Bayesian inference under the assumption of homoskedastic, normally distributed structural shocks can be interpreted asymptotically as a limited-information procedure based on the second moments of the data; for discussion of this point, see Plagborg-Møller (2019). [3]

See Stock and Watson (2016) or Kilian and Lütkepohl (2017) for overviews of identification in SVARs. See Giacomini and Kitagawa (2021) for more information about the construction of $S\left(\varphi ,Q\right)$. [4]

This approach to conducting inference in SVARs under sign restrictions is ubiquitous in the empirical literature. An alternative approach is to conduct Bayesian inference under a prior that is specified directly over the structural parameters of the SVAR, as advocated for in Baumeister and Hamilton (2015). There are also frequentist approaches, although these have not (yet) been adopted widely (e.g. Gafarov, Meier and Montiel Olea 2018; Granziera, Moon and Schorfheide 2018). [5]

Giacomini, Kitagawa and Read (2021b) review the literature on robust Bayesian analysis in econometrics, and describe different approaches to conducting robust Bayesian inference in set-identified SVARs. [6]
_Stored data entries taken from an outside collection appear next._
PR #2806, opened 2023-11-16
[MDS-5437] Implement KeyCloak logging

henryoforeh-dev:
## Objective 

[MDS-5437](https://bcmines.atlassian.net/browse/MDS-5437)

I have configured the **werkzeug** logger's logging level to **CRITICAL** and propagate to **False** in order to prevent the propagation of **INFO** logs. The **werkzeug** logger is the default logger responsible for displaying logs when the core-api is running in development, testing, and production environments. To replicate this logger locally, I added a new section to the LOGGING_DICT_CONFIG configuration setup and set the level attribute to **INFO** and the propagate attribute to True. 
I
This fix can only be tested after merging and testing it in the development environment.

### DIFF
--- a/services/core-api/app/config.py
+++ b/services/core-api/app/config.py
@@ -83,14 +83,14 @@ class Config(object):
                 'formatter': 'default',
             }
         },
+        'root': {
+            'level': FLASK_LOGGING_LEVEL,
+            'handlers': ['file', 'console']
+        },
         'loggers': {
-            '': {
-                'level': FLASK_LOGGING_LEVEL,
-                'handlers': ['file', 'console']
-            },
             'werkzeug': {
-                'level': 'ERROR',  # Set the level to ERROR to disable logging
-                'propagate': False  # Prevent the log messages from being propagated to the root logger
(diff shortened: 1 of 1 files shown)


services/core-api/app/config.py
```diff
@@ -86,6 +86,12 @@ class Config(object):
         'root': {
             'level': FLASK_LOGGING_LEVEL,
             'handlers': ['file', 'console']
+        },
+        'loggers': {
+            'werkzeug': {
+                'level': 'CRITICAL',
```
taraepp: above we have this set using an env variable (FLASK_LOGGING_LEVEL), I think that would be a good idea here, too. If we have a major production bug, then we could turn on more logging to get more info without doing a prod push.

taraepp (approved):

services/core-api/app/config.py
henryoforeh-dev: Updated.

asinn134 (approved):

simensma-fresh (approved):

PR #2808, opened 2023-11-16
[MDS-5606] Typescript conversions within Summary and Variance sections

asinn134:
## Objective 

[MDS-5606](https://bcmines.atlassian.net/browse/MDS-5606)

- Some conversions to Typescript within the Summary and Variance section of the Core codebase


henryoforeh-dev (dismissed):
Nice work!

services/common/src/interfaces/common/match.interface.ts
```diff
@@ -0,0 +1,6 @@
+export interface IMatch {
```
taraepp: I would say this is actually not necessary. In MineSummary, for example, you can replace
`const { id } = this.props.match.params`
with
`const { id } = useParams();`
and just get rid of the prop

services/core-web/src/components/mine/Summary/MineSummary.tsx
```diff
@@ -0,0 +1,289 @@
...
+  </Col>
+);
+
+// Since end date is stored at yyyy-mm-dd, comparing current Date() to
+// the the start of the next day ensures appointments ending today are displayed.
+const isActive = (pr) =>
+  (!pr.end_date ||
+    moment(pr.end_date)
+      .add(1, "days")
+      .toDate() > new Date()) &&
```
taraepp: we don't need to convert moment to a date.

moment(date).add(1 days).isBefore() <-- isBefore used without an argument will compare to the equivalent of new Date(). There's a few variations on that function like isAfter if I'm getting my < and > mixed up. Would do something similar below with the Date.parse.

services/core-web/src/components/mine/Summary/MineWorkInformation.tsx
```diff
@@ -0,0 +1,267 @@
...
+        </Col>
+      </Row>
+    </List.Item>
+  );
+
+  const dataSource = showAll
+    ? props.mineWorkInformations
+    : !isEmpty(props.mineWorkInformations)
+    ? [props.mineWorkInformations[0]]
+    : [];
```
taraepp, line 196: now I might be getting picky but did the linter run? I was wondering how this syntax could be real until I noticed that the indentation is wacky. 😂

taraepp (commented):
There's a few little things carried over that I think would be worth fixing but overall looks great!

services/core-web/src/components/mine/Summary/MineWorkInformation.tsx
asinn134: The linter definitely ran here. On my laptop the indentation looks like this

```
  const dataSource = showAll
    ? props.mineWorkInformations
    : !isEmpty(props.mineWorkInformations)
      ? [props.mineWorkInformations[0]]
      : [];
```
but the linter changes it to what we see in the pr.

services/core-web/src/components/mine/Summary/MineSummary.tsx
asinn134: Nice! I made the change it looks a lot cleaner now.

services/common/src/interfaces/common/match.interface.ts
asinn134: Yah looking at this again the IMatch really isn't necessary. It has been removed now and useParams() is used within MineSummary instead.

services/core-web/src/components/mine/Summary/MineWorkInformation.tsx
taraepp: _Gross_. But I accept this explanation. 👍

services/common/src/interfaces/common/match.interface.ts
taraepp: Nice!
I see the tests are giving you trouble- we've got a few examples of mocking this in MineIncident.spec, noticeOfDeparture.spec, and ProjectSummaryPage.spec

asinn134: Thanks for mentioning the examples, that helped a lot

henryoforeh-dev (dismissed):

services/common/src/interfaces/permits/permit.interface.ts
```diff
@@ -23,4 +23,5 @@ export interface IPermit {
   site_properties: IMineType;
   permit_prefix: string;
   mine_guid?: string;
+  amendments?: Partial<IPermitAmendment>[];
```
taraepp: Wait, we have `amendments` and `permit_amendments`.

asinn134: Oh whoops I forgot to remove this after some testing. Thanks for catching this.

taraepp (approved):

henryoforeh-dev (approved):

PR #2810, opened 2023-11-17
[MDS-5473] Fix esup amendment letter

henryoforeh-dev:
## Objective 

[MDS-5473](https://bcmines.atlassian.net/browse/MDS-5473)

- This pull request (PR) focuses on implementing the functionality for issuing ESUP amendment letters and certificates. In the previous PR, I had only implemented the functionality to preview the letter and certificate for ESUP amendments.

- I also added a missing action type constant for verifiable credentials that was causing build errors locally


services/core-api/app/api/mines/explosives_permit_amendment/resources/explosives_permit_amendment.py
```diff
@@ -14,6 +14,18 @@
 from app.api.mines.explosives_permit_amendment.models.explosives_permit_amendment import ExplosivesPermitAmendment
 class ExplosivesPermitAmendmentResource(Resource, UserMixin):
     parser = CustomReqparser()
+    parser.add_argument(
+        'amendment',
+        type=str,
+        store_missing=False,
+        required=False,
```
taraepp: I was wondering what this referred to! Can we add a help="some text to describe what's expected here"? I am not too keen on doing the string formatting on the FE for a value used on the BE, would prefer to send just the amendment number and do the string formatting where it's being used. 
The amendment_with_date though looks like it should be calculated on the BE if we're only using it on that letter template. Is it used anywhere on the FE?

services/common/src/constants/actionTypes.js
```diff
@@ -187,3 +187,6 @@ export const CLEAR_TAILINGS_STORAGE_FACILITY = "CLEAR_TAILINGS_STORAGE_FACILITY"
 
 // Dams
 export const STORE_DAM = "STORE_DAM";
+
+//Verifiable Credentials
+export const STORE_VC_WALLET_CONNECTION_INVITATION = "STORE_VC_WALLET_CONNECTION_INVITATION";
```
matbusby-fw: Good catch.  Added this in my current work as well.  I think that was my bad that this got lost in the shuffle of moving stuff around.

Jsyro: I'm hoping this can be merged and deployed to DEV/TEST before 2pm today. Minespace VC invitations won't show on the screen until this is in.

simensma-fresh (dismissed):

taraepp (approved):
I realize my comment earlier added extra work for a pre-existing issue! 😅 
Thanks for fixing it though! 🎉

isuru-aot (approved):

PR #2820, opened 2023-11-22
[MDS-5640] ESUP Modal Bugs

taraepp:
## Objective 
- make all the actions do what they're expected to do
- make all the actions be what they're expected to be (for a particular record)
- pretty much iron out all the various user flows that a user can go through in ESUPs
- fixed some other bugs I noticed while I was at it

[MDS-5640](https://bcmines.atlassian.net/browse/MDS-5640)


services/common/src/redux/reducers/explosivesPermitReducer.ts
```diff
@@ -14,9 +14,27 @@ const initialState: IExplosivesPermitReducerState = {
...
   switch (action.type) {
     case actionTypes.STORE_EXPLOSIVES_PERMITS:
+      const records = action.payload?.records ?? [];
+      const explosivesPermits = records.map((permit) => {
+        const amendment_count = permit.explosives_permit_amendments.length;
+        const amendments = permit.explosives_permit_amendments.map((a, index) => {
+          const documents = a.documents.map((d) => ({
+            ...d,
+            explosives_permit_document_type_code: d.explosives_permit_amendment_document_type_code,
+          }));
```
taraepp, line 24: whyyyy did we give this a different name? It makes bugs. This is one of a few things that maybe should have been a backend fix, but I didn't want to expand scope to include a migration.

services/core-web/src/components/Forms/ExplosivesPermit/ExplosivesPermitFormNew.tsx
```diff
@@ -31,7 +31,6 @@ import {
   maxLength,
   number,
   required,
-  validateSelectOptions,
 } from "@common/utils/Validate";
```
taraepp, line 34: validateSelectOptions made app crash with too many updates so I made the decision to _get rid of it_ in this file. ...Fix the component instead? 😄

services/core-web/src/components/Forms/ExplosivesPermit/ExplosivesPermitFormNew.tsx
```diff
@@ -109,16 +112,36 @@ export const ExplosivesPermitFormNew: FC<ExplosivesPermitFormProps &
...
+  const mineManagers = partiesData.filter(
+    ({ mine_party_appt_type_code }) => mine_party_appt_type_code === "MMG"
+  );
+  const permittee = partiesData.filter(
+    ({ mine_party_appt_type_code, related_guid }) =>
+      mine_party_appt_type_code === "PMT" && related_guid === mines_permit_guid
+  );
+
+  const dropdown = (array = []) =>
+    array.map((item) => {
```
taraepp, line 138: removing ternaries anywhere I can!

services/core-web/src/components/Forms/ExplosivesPermit/ExplosivesPermitFormNew.tsx
```diff
@@ -577,17 +609,31 @@ export const ExplosivesPermitFormNew: FC<ExplosivesPermitFormProps &
         </Col>
       </Row>
       <Row className="flex-between form-button-container-row">
-        <Button onClick={() => setParentView(true)} className="full-mobile" type="ghost">
-          Back
-        </Button>
-        <Button type="primary" className="full-mobile" htmlType="submit" loading={props.submitting}>
-          {isHistoric ? "Submit" : "Finish And Generate Certificate"}
+        <Popconfirm
```
taraepp, line 612: I added a PopConfirm, and we show a Close button now where Back isn't appropriate.

services/common/src/redux/reducers/explosivesPermitReducer.ts
```diff
@@ -14,9 +14,27 @@ const initialState: IExplosivesPermitReducerState = {
...
+          return { ...a, documents, amendment_count, isAmendment: true, amendment_no: index + 1 };
```
asinn134, line 25: There probably is a change to how things work now but I think for the original permit we want the amendment_no to be zero, would having the index + 1 here cause the original permit to have amendment_no as one?

asinn134: o wait, this is just for the amendments and doesn't include the original I think? if so my mistake please ignore the comment above

taraepp: You got it. 👍 
Original permit gets assigned 0 below.
In some places we have the amendments including the original permit and some places we don't, which can get kind of confusing! 😅

services/common/src/redux/reducers/explosivesPermitReducer.ts
matbusby-fw: Yeah, I remember hitting this same point and making the same decision.  I think originally it was due to a lack of a full understanding of what needed to be differentiated here.  The amendments got created as pretty much a straight copy of the permits to start with.

asinn134 (approved):

services/core-web/src/components/Forms/ExplosivesPermit/ExplosivesPermitFormNew.tsx
matbusby-fw: I feel like we over use the PopConfirm and I've developed a distaste for using it when it doesn't need to be.  Can we apply that only when it's a close action.  Otherwise it's an unnecessary UI annoyance for users.

services/core-web/src/components/mine/ExplosivesPermit/MineExplosivesPermitTable.tsx
```diff
@@ -116,9 +114,45 @@ const MineExplosivesPermitTable: FC<RouteComponentProps & MineExplosivesPermitTa
...
-    type?: "permit" | "amendment"
-  ): ColumnType<MineExplosivesTableItem | amendmentsWithTotal> => {
+  const viewPermitAction: ITableAction = {
+    key: "view",
+    label: "View",
+    clickFunction: handleOpenViewExplosivesPermitModal,
+    icon: viewIcon,
+  };
+
+  const editPermitFunction = isFeatureEnabled(Feature.ESUP_PERMIT_AMENDMENT)
```
matbusby-fw, line 124: Nice cleanup!

matbusby-fw (approved):
Looks great.  Just one thought about making the popconfirm conditional *shakes fist at popConfirms

services/core-web/src/components/Forms/ExplosivesPermit/ExplosivesPermitFormNew.tsx
taraepp: I would actually like to make it conditional on _the form being dirty_. I still want it on the "Back" because they could have entered data on the form.

PR #2824, opened 2023-11-24
[MDS-5607] - Exception handling + Email Notification

isuru-aot:
## Objective 

[MDS-5607](https://bcmines.atlassian.net/browse/MDS-5607)
[MDS-5617](https://bcmines.atlassian.net/browse/MDS-5617)

Hackathon work item for exception handling. 

Items covered:
- Added custom exceptions to mines namespace (resources and models)
- Added E-mail with `VIEW_ALL` rights
- Added notify admin feature when an error occurred (in FE)
- Added `ERROR_NOTIFY_RECIPIENTS` environment variable to configure email address for  error notification.


services/core-api/app/api/commons/resources/email_resource.py
```diff
@@ -0,0 +1,25 @@
+from app.api.services.email_service import EmailService
+from flask_restplus import Resource
+from flask import request
+
+from app.api.utils.access_decorators import (requires_any_of, VIEW_ALL)
+from app.api.utils.resources_mixins import UserMixin
+from app.api.exception.mds_core_api_exceptions import MDSCoreAPIException
+
+class EmailResource(Resource, UserMixin):
```
simensma-fresh: I would suggest that we maybe do not expose this as a generic way of sending emails accross the app. I've got some concerns with this in terms of potential abuse, as this would in essence allow anyone with access to send arbitrary emails on behalf of the mds team. The other concern I have would be that we allow plain html as input which would open up for html injection

As an alternative we could make this a specific "Report Error" endpoint that takes in the required fields so we can do some basic validation on it and create an email template that is specific for the error reporting in the templates folder which would escape what's passed in.

services/common/src/redux/customAxios.js
```diff
@@ -15,6 +19,61 @@ const formatErrorMessage = (errorMessage) => {
...
+  const reported_date = `${date} ${date.getHours()}:${date.getMinutes()}`;
+  const user = decodeJWT(createRequestHeader().headers.Authorization)
+  const environment_name = ENVIRONMENT.environment.toString().toUpperCase();
+
+  const email_title = "[MDS_INCIDENT_REPORT] [" + environment_name + "] - " + reported_date + " - " + business_message;
+  const email_body = `<p><b>Environment:</b> ${environment_name}</P>
+    <p><b>Business Error:</b> ${business_message}</P>
+    <p>
+      <b>Reporter's Name:</b> ${user.given_name} ${user.family_name}</br>
+      <b>Reporter's Email:</b> ${user.email}</br>
```
simensma-fresh: With the change suggested above to make the email endpoint specific to error reporting, I would suggest trying to get these details (user email / username etc) from the users token on the endpoint level so you would not be able to send these on behalf of another user

simensma-fresh (changes requested):

services/common/src/redux/customAxios.js
```diff
@@ -34,9 +93,22 @@ const CustomAxios = ({ errorToastMessage, suppressErrorNotification = false } =
         (errorToastMessage === "default" || errorToastMessage === undefined) &&
         !suppressErrorNotification
       ) {
+        console.error('Detailed Error: ', error?.response?.data?.detailed_error)
+        const notificationKey = 'errorNotification';
         notification.error({
+          key: notificationKey,
           message: formatErrorMessage(error?.response?.data?.message ?? String.ERROR),
+          description: <p style={{ color: 'grey' }}>If you think this is a system error please help us to improve by informing the system Admin</p>,
```
simensma-fresh: Could we put this behind a feature flag in case we decide on doing any iterations on this before releasing?

services/common/src/redux/customAxios.js
```diff
@@ -34,10 +62,33 @@ const CustomAxios = ({ errorToastMessage, suppressErrorNotification = false } =
         (errorToastMessage === "default" || errorToastMessage === undefined) &&
         !suppressErrorNotification
       ) {
-        notification.error({
-          message: formatErrorMessage(error?.response?.data?.message ?? String.ERROR),
-          duration: 10,
-        });
+        console.error('Detailed Error: ', error?.response?.data?.detailed_error)
```
matbusby-fw, line 65: Missed a console log 😜

services/core-api/app/api/mines/exceptions/mine_exceptions.py
```diff
@@ -0,0 +1,42 @@
...
+    """A Custom Exception for Errors in MINE Namespace"""
+
+    description = (
+        "Generic exeption for errors occurred in the Mine module"
+    )
+    def __init__(self, message = "Oops! Something went wrong", **kwargs):
+        super().__init__(message, **kwargs)
+        self.code = int(kwargs.get("status_code", 500))
+
+class ExplosivesPermitDocumentExeption(MineException):
```
matbusby-fw: Relatively minor, but there's a few instances here of this typo:

Exeption should be `Exception`

services/common/src/redux/customAxios.js
isuru-aot: Thanks @matbusby-fw,
Actually, I kept this purposely, as the detailed error will not be visible to FE anymore with this change. But it may not good practice. Shall I remove it?

services/core-api/app/api/commons/resources/email_resource.py
isuru-aot: Thanks Simen,
Added an endpoint for report-error, and only the error details are accepted in that. And email get sent with user info from BE. And the html template is used for the email content.

services/common/src/redux/customAxios.js
isuru-aot: This is addressed. Thanks.

services/common/src/redux/customAxios.js
isuru-aot: Added a feature flag from FE. Thanks

services/core-api/app/api/mines/exceptions/mine_exceptions.py
isuru-aot: Oh I "C"  :) 
Fixed. Thanks

services/common/src/redux/customAxios.js
matbusby: Well, I don't suppose it will hurt anything, but it might be of limited usefulness to us since we're not going to be seeing the user's console.

matbusby-fw (approved):
Looking good!  I'm excited about this feature!

henryoforeh-dev (approved):

simensma-fresh (approved):

PR #2828, opened 2023-11-29
[MDS-5634] link related projects part 1

henryoforeh-dev:
## Objective 

[MDS-5634](https://bcmines.atlassian.net/browse/MDS-5634)

This is the first part of this PR.

- Implemented end point to link 2 or more projects.
- Updated response payload of project to include linked projects (attribute name is called **project_links**).
- Updated TS interface/model to include **project_links** attribute.
- Implemented integration tests for new end point in core-api.


services/common/src/interfaces/projects/projectLink.interface.ts
```diff
@@ -0,0 +1,27 @@
+interface IProjectLinkContact {
+  name: string;
+}
+
+interface IProjectLinkSummary {
+  status_code: string;
```
taraepp: This one looks like it might want to be an enum instead of a string, which we probably should have done before. Do we have a finite list of project statuses?

services/core-api/app/api/projects/project_link/resources/project_link.py
```diff
@@ -0,0 +1,60 @@
...
+        'project_guid',
+        type=str,
+        store_missing=False,
+        required=False,
+    )
+    parser.add_argument(
+        'related_project_guid',
+        type=str,
+        store_missing=False,
+        required=False,
```
taraepp: Should these two guids be required arguments? And does the generated swagger show them in the params with mine_guid?

services/common/src/interfaces/projects/projectLink.interface.ts
matbusby-fw: Oh yeah!  Love me a good enum!

matbusby-fw (dismissed):
Love it!

asinn134 (approved):
nice work 👍

services/common/src/constants/enums.ts
```diff
@@ -134,3 +134,13 @@ export enum VC_CRED_ISSUE_STATES {
   credential_acked = "Active",
   deleted = "Active",
 }
+
+export enum PROJECT_SUMMARY_STATUS_CODES {
```
matbusby-fw, line 138: Beautiful!

matbusby-fw (approved):

taraepp (approved):
🎨

PR #3492, opened 2025-04-07
[MDS-6329] Refactor Minespace permit header styles

matbusby-fw:
Updated Minespace permit styles to not interfere with other pages using parts of the css that was already in place

## Objective 

### DIFF
--- a/services/minespace-web/src/styles/components/CommonPageHeader.scss
+++ b/services/minespace-web/src/styles/components/CommonPageHeader.scss
@@ -1,55 +1,54 @@
 @use "../base.scss" as *;
 
 .common-page {
-    background-color: #F9F9F9;
+  background-color: #f9f9f9;
 
-    .view--header {
-        h1.ant-typography {
-            line-height: 54px;
-            letter-spacing: -0.5px;
-        }
+  .view--header {
+    z-index: 5;
+    h1.ant-typography {
+      line-height: 54px;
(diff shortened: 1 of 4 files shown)


services/minespace-web/src/styles/components/CommonPageHeader.scss
```diff
@@ -48,4 +48,8 @@
         background-color: $pure-white;
 
     }
+
+    .common-page-header {
+        height: calc(65px + $header-height);
```
taraepp: I am wondering if it was necessary to set the height on common-page-header and the `top` property on `permit-status-banner`- it looks like those properties are already correct on test (on the permit conditions page and on the project overview page). Just thinking about how fiddly those can be to maintain in coordination with the ant-tabs ones.

matbusby-fw: When I reverted the styles in the fixed-tab-container there were a lot of trickle down styles that messed up the positioning of the top banner in permits.
You're correct that these are annoyingly fiddly to maintain, but I think these are all necessary unless we separate out some of the other styling from the fixed-tab section which would also have to be updated on Core.

sggerard (dismissed):

taraepp (approved):

sggerard (approved):

asinn134 (approved):

PR #3493, opened 2025-04-07
[MDS-6472] Local Environment Improvements

taraepp:
## Objective 
- populate all necessary local environment variables with data from openshift for a faster dev set-up
   - put it in a loop to do all the variables listed, some changes there to handle dynamic values, also handle more characters, newlines
- there was no SYNCFUSION_LICENSE_KEY in the MS env.example file- added that in so there won't be a license error on local MS FE, now that we're going to be using that function
- label & auto-forward all the ports so that it's super obvious what is and isn't running, and ports don't have to be forwarded manually
- added some files to .gitignore that are used in environment setup
- updated documentation and the messages output in `make env` to be more accurate (running make env multiple times isn't actually destructive- trust me, I re-ran it _a lot._ But it will wipe out anything custom you've got there)
   - `make init` is pretty smooth now. auto-answering `yes` to all the questions wasn't a good thing though so that's gone now 

[MDS-6472](https://bcmines.atlassian.net/browse/MDS-6472)
ports tab looks like this now. I thought it would be nice to easily see what they all are without having to cross-reference the Dockerfile
image


bin/setenv.sh
```diff
@@ -78,21 +96,49 @@ function loadExternalSecrets() {
...
+            ESCAPED_SECRET=$(printf '%s\n' "$SECRET" | sed ':a;N;$!ba;s/[&/\]/\\&/g;s/\n/\\n/g')
+            if [ "$KEY" = "ELASTICSEARCH_CA_CERT" ]; then
+                ESCAPED_SECRET="\"$ESCAPED_SECRET\""
+            fi
+            sed -i "s|$KEY=.*|$KEY=$ESCAPED_SECRET|g" $SERVICES_PATH/$S/.env || echo -e "Failed to set $KEY for $S service"
+        done
+    done
 
+    # Read secrets where those env keys are not consistently named to match the local-dev-secrets key
+    OBJECT_STORE_ACCESS_KEY=$(kubectl get secret local-dev-secrets --namespace 4c2ba9-dev -o go-template='{{.data.OBJECT_STORE_ACCESS_KEY | base64decode}}')
```
matbusby-fw, line 121: I've gotten so used to having to set these manually.  This will be lovely.

matbusby-fw (approved):
Nice.  Very happy with the devcontainer stuff especially.  Since I don't generally use vsCode, it will be nice to have that setup more automated.

asinn134 (approved):

PR #3496, opened 2025-04-10
[MDS-6431] Draft functionality for TSF

taraepp:
## Objective 
- make a DraftMixin
- use it on both mine party appt & tsf
- make the mpa draft dependent on the tsf (have them be drafts when tsf is draft and not draft when it's submitted)
- save in draft state for old form and on the last page of the new form, otherwise save in draft

[MDS-6431](https://bcmines.atlassian.net/browse/MDS-6431)


services/core-api/app/api/mines/tailings/models/tailings.py
```diff
@@ -136,7 +158,8 @@ def create(cls,
             storage_location=storage_location,
             facility_type=facility_type,
             tailings_storage_facility_type=tailings_storage_facility_type,
-            mines_act_permit_no=mines_act_permit_no
+            mines_act_permit_no=mines_act_permit_no,
+            is_draft=is_feature_enabled(Feature.TSF_V2)
```
taraepp, line 162: I'm pretty sure this line won't be necessary when we remove the feature flag- the db column default should take over correctly

services/core-api/app/api/mines/tailings/resources/tailings.py
```diff
@@ -57,48 +55,40 @@ class MineTailingsStorageFacilityResource(Resource, UserMixin):
...
     parser.add_argument(
         'mines_act_permit_no',
         type=str,
         help='Mines Act Permit Number',
-        location='json',
         store_missing=False)
     parser.add_argument(
         'is_submitting',
         type=bool,
-        location='json',
```
taraepp, line 101: I was noticing really weird stuff with tests!
I was trying to send through is_submitting=True on the test and it just was _not picking up._ Additionally it was missing a bunch of other properties, and the lat/lon would always be None (lat/lon has a lambda). It was the location=json. I don't know how it worked on the application with that still in there, but it did not with tests. Works in the application without it.

services/core-api/app/api/parties/party_appt/models/mine_party_appt.py
```diff
@@ -149,6 +149,7 @@ def json(self, relationships=[]):
             str(self.start_date) if self.start_date else None,
             'end_date':
             str(self.end_date) if self.end_date else None,
+            'is_draft': str(self.is_draft),
```
taraepp, line 152: out of scope, but the mine party appointment endpoint doesn't marshal with the response model, it sends back the json. Also there's 2 response models. 🤷‍♀️

services/core-api/tests/mines/tailings/resources/test_mine_tailings_resource.py
```diff
@@ -134,10 +134,6 @@ def test_tsf_history_creates_record_on_update(test_client, db_session, auth_head
     entry = put_data['history'][1]
     changeset = entry['changeset']
 
-    print('hii')
```
matbusby-fw, line 137: Can't delete that.  This line is the glue that holds the entire app together.

matbusby-fw (approved):
Looks great!  Love the mixin!

asinn134 (approved):

PR #3501, opened 2025-04-15
[MDS-6413] 1 report to many conditions

taraepp:
## Objective 
🚧 👷 ⚠️ 
As this is a ticket with 3 subtasks that can be worked on by multiple devs, I'm creating this as a base PR!
Draft status until the sub-tasks are done, as I think it would be _unwise_ to merge things in parts.

- added some missing env variables, what I needed to get extraction going locally

[MDS-6413](https://bcmines.atlassian.net/browse/MDS-6413)


matbusby-fw (approved):
👍🏼

sggerard (approved):
Good work team!

PR #3502, opened 2025-04-15
[MDS-6451] Report Condition Migration

taraepp:
## Objective 
- create the new mapping table
- migrate existing data
- clean up the table data & columns afterwards
- add unique constraint, but don't apply it when report_name is null

[MDS-6451](https://bcmines.atlassian.net/browse/MDS-6451)

Little demo of the unique index:
- when trying to insert duplicate report name for a permit amendment 
image

- but I excluded null report names because there were just too many and I couldn't assume they were actual duplicates
image


services/common/src/redux/slices/mineReportPermitRequirementSlice.ts
```diff
@@ -27,11 +27,16 @@ const mineReportPermitRequirementSlice = createAppSlice({
         const headers = createRequestHeader();
         thunkApi.dispatch(showLoading());
 
+        const formatPayload = {
+          ...payload.values,
+          permit_condition_ids: [payload.values.permit_condition_id]
```
taraepp, line 32: just the minimum to run the post request- will most likely change when starting on FE

services/core-api/app/api/mines/permits/permit_extraction/create_permit_condition_report_requirement.py
```diff
@@ -71,13 +74,17 @@ def create_permit_condition_report_requirement(
...
         cim_or_cpo=cim_or_cpo,
         due_date_period_months=due_date_period_months or 0,
         initial_due_date=initial_due_date,
         ministry_recipient=None,  # Not specified in permits themselves.
     )
+    xref = MineReportReqPermitConditionXref(
+        mine_report_permit_requirement=mine_report_permit_requirement,
+        permit_condition_id=condition.permit_condition_id
+    )
+    mine_report_permit_requirement.mine_report_req_permit_conditions.append(xref)
```
taraepp, line 87: haven't really tested this out (beyond running existing tests), but it is quite possible that the extraction part of it is done. I just wanted the tests to pass...

services/core-api/app/api/mines/permits/permit_extraction/create_permit_conditions.py
```diff
@@ -87,7 +87,8 @@ def create_permit_conditions_from_task(task: PermitExtractionTask):
         return True
 
     except Exception as e:
-        current_app.logger.error("Failed to create permit conditions from task", e)
+        current_app.logger.error("Failed to create permit conditions from task")
+        current_app.logger.error(e)
```
taraepp, line 91: every time that the test hit this error (I think about 4 tests) it would output as "TypeError: not all arguments converted during string formatting" rather than the actual error, which was not very helpful, so I separated it out into its own line.

matbusby-fw (approved):
That's some nice SQL!  Also love the python typing!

Giacomini and Kitagawa (2021) provide sufficient conditions under which this approach is valid from a frequentist perspective, in the sense that the set of posterior means is consistent for the true identified set and the robust credible interval has asymptotically correct frequentist coverage of the true identified set. This approach therefore reconciles the asymptotic disagreement between frequentist and Bayesian methods that arises in set-identified models (Moon and Schorfheide 2012), as well as having a well-defined (robust) Bayesian interpretation in finite samples. [7]